Source data:
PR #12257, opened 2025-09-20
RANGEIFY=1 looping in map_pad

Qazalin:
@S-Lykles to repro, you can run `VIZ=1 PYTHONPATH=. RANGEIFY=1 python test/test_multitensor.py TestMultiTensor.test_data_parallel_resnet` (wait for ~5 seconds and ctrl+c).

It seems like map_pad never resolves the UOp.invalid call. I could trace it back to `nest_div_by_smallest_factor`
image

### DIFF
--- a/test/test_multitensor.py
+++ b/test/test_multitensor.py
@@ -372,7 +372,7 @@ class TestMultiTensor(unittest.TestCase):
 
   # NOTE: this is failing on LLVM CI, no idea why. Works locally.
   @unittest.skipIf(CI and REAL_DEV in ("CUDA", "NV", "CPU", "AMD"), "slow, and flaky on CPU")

...

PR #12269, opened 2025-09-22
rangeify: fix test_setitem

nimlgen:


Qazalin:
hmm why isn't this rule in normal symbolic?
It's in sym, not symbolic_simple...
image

--

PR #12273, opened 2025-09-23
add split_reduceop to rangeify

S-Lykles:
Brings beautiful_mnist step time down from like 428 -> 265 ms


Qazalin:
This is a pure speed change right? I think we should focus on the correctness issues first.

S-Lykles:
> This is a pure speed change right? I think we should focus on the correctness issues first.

■ Work item
Beginning at the line above that contains "PR #12257, opened 2025-09-20", return each line exactly through the line that contains "and REAL_DEV in", and no others.

■ Answer
PR #12257, opened 2025-09-20
RANGEIFY=1 looping in map_pad

Qazalin:
@S-Lykles to repro, you can run `VIZ=1 PYTHONPATH=. RANGEIFY=1 python test/test_multitensor.py TestMultiTensor.test_data_parallel_resnet` (wait for ~5 seconds and ctrl+c).

It seems like map_pad never resolves the UOp.invalid call. I could trace it back to `nest_div_by_smallest_factor`
image

### DIFF
--- a/test/test_multitensor.py
+++ b/test/test_multitensor.py
@@ -372,7 +372,7 @@ class TestMultiTensor(unittest.TestCase):
 
   # NOTE: this is failing on LLVM CI, no idea why. Works locally.
   @unittest.skipIf(CI and REAL_DEV in ("CUDA", "NV", "CPU", "AMD"), "slow, and flaky on CPU")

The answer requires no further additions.